- AIM OF THE TASK -
Send back all of the records, each one exactly as written.

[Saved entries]
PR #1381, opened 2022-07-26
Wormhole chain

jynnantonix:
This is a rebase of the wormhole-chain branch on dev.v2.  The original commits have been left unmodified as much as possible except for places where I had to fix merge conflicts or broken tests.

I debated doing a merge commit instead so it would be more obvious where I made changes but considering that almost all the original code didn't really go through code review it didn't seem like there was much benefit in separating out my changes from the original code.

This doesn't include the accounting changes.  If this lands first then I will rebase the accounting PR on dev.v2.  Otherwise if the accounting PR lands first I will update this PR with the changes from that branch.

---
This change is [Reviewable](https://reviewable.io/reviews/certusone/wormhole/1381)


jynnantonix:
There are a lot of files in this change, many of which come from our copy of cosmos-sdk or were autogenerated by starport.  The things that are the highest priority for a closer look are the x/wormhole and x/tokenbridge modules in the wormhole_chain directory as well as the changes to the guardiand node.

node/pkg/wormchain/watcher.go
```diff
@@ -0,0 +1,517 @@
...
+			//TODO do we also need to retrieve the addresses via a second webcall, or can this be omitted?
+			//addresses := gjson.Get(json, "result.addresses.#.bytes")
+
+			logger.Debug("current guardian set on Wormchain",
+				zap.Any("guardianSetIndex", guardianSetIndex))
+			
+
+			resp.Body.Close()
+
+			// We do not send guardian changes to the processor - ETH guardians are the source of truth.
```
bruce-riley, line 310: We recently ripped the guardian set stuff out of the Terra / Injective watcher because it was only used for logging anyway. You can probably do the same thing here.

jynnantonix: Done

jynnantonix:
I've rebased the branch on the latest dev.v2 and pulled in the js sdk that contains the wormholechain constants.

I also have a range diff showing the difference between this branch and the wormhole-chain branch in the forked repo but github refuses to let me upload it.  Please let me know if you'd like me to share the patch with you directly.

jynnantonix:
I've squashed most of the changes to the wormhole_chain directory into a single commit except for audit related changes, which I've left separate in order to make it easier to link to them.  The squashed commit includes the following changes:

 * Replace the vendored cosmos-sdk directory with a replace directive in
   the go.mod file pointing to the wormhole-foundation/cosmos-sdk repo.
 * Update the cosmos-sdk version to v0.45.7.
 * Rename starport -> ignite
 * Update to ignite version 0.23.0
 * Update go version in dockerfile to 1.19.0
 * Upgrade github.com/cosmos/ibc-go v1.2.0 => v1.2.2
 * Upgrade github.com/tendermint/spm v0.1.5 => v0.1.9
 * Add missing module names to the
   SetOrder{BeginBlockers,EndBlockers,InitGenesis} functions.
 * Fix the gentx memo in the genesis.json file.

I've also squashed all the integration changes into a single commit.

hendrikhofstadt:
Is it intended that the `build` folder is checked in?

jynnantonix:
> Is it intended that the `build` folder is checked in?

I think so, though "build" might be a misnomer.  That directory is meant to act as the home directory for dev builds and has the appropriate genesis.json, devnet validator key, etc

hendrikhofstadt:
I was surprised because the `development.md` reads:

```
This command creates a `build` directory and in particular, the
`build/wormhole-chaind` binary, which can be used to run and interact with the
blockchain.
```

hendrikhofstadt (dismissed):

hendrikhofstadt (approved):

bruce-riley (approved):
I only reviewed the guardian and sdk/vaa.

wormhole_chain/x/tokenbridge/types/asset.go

- PROBLEM SOLUTION -
PR #1381, opened 2022-07-26
Wormhole chain

jynnantonix:
This is a rebase of the wormhole-chain branch on dev.v2.  The original commits have been left unmodified as much as possible except for places where I had to fix merge conflicts or broken tests.

I debated doing a merge commit instead so it would be more obvious where I made changes but considering that almost all the original code didn't really go through code review it didn't seem like there was much benefit in separating out my changes from the original code.

This doesn't include the accounting changes.  If this lands first then I will rebase the accounting PR on dev.v2.  Otherwise if the accounting PR lands first I will update this PR with the changes from that branch.

---
This change is [Reviewable](https://reviewable.io/reviews/certusone/wormhole/1381)


jynnantonix:
There are a lot of files in this change, many of which come from our copy of cosmos-sdk or were autogenerated by starport.  The things that are the highest priority for a closer look are the x/wormhole and x/tokenbridge modules in the wormhole_chain directory as well as the changes to the guardiand node.

node/pkg/wormchain/watcher.go
```diff
@@ -0,0 +1,517 @@
...
+			//TODO do we also need to retrieve the addresses via a second webcall, or can this be omitted?
+			//addresses := gjson.Get(json, "result.addresses.#.bytes")
+
+			logger.Debug("current guardian set on Wormchain",
+				zap.Any("guardianSetIndex", guardianSetIndex))
+			
+
+			resp.Body.Close()
+
+			// We do not send guardian changes to the processor - ETH guardians are the source of truth.
```
bruce-riley, line 310: We recently ripped the guardian set stuff out of the Terra / Injective watcher because it was only used for logging anyway. You can probably do the same thing here.

jynnantonix: Done

jynnantonix:
I've rebased the branch on the latest dev.v2 and pulled in the js sdk that contains the wormholechain constants.

I also have a range diff showing the difference between this branch and the wormhole-chain branch in the forked repo but github refuses to let me upload it.  Please let me know if you'd like me to share the patch with you directly.

jynnantonix:
I've squashed most of the changes to the wormhole_chain directory into a single commit except for audit related changes, which I've left separate in order to make it easier to link to them.  The squashed commit includes the following changes:

 * Replace the vendored cosmos-sdk directory with a replace directive in
   the go.mod file pointing to the wormhole-foundation/cosmos-sdk repo.
 * Update the cosmos-sdk version to v0.45.7.
 * Rename starport -> ignite
 * Update to ignite version 0.23.0
 * Update go version in dockerfile to 1.19.0
 * Upgrade github.com/cosmos/ibc-go v1.2.0 => v1.2.2
 * Upgrade github.com/tendermint/spm v0.1.5 => v0.1.9
 * Add missing module names to the
   SetOrder{BeginBlockers,EndBlockers,InitGenesis} functions.
 * Fix the gentx memo in the genesis.json file.

I've also squashed all the integration changes into a single commit.

hendrikhofstadt:
Is it intended that the `build` folder is checked in?

jynnantonix:
> Is it intended that the `build` folder is checked in?

I think so, though "build" might be a misnomer.  That directory is meant to act as the home directory for dev builds and has the appropriate genesis.json, devnet validator key, etc

hendrikhofstadt:
I was surprised because the `development.md` reads:

```
This command creates a `build` directory and in particular, the
`build/wormhole-chaind` binary, which can be used to run and interact with the
blockchain.
```

hendrikhofstadt (dismissed):

hendrikhofstadt (approved):

bruce-riley (approved):
I only reviewed the guardian and sdk/vaa.

wormhole_chain/x/tokenbridge/types/asset.go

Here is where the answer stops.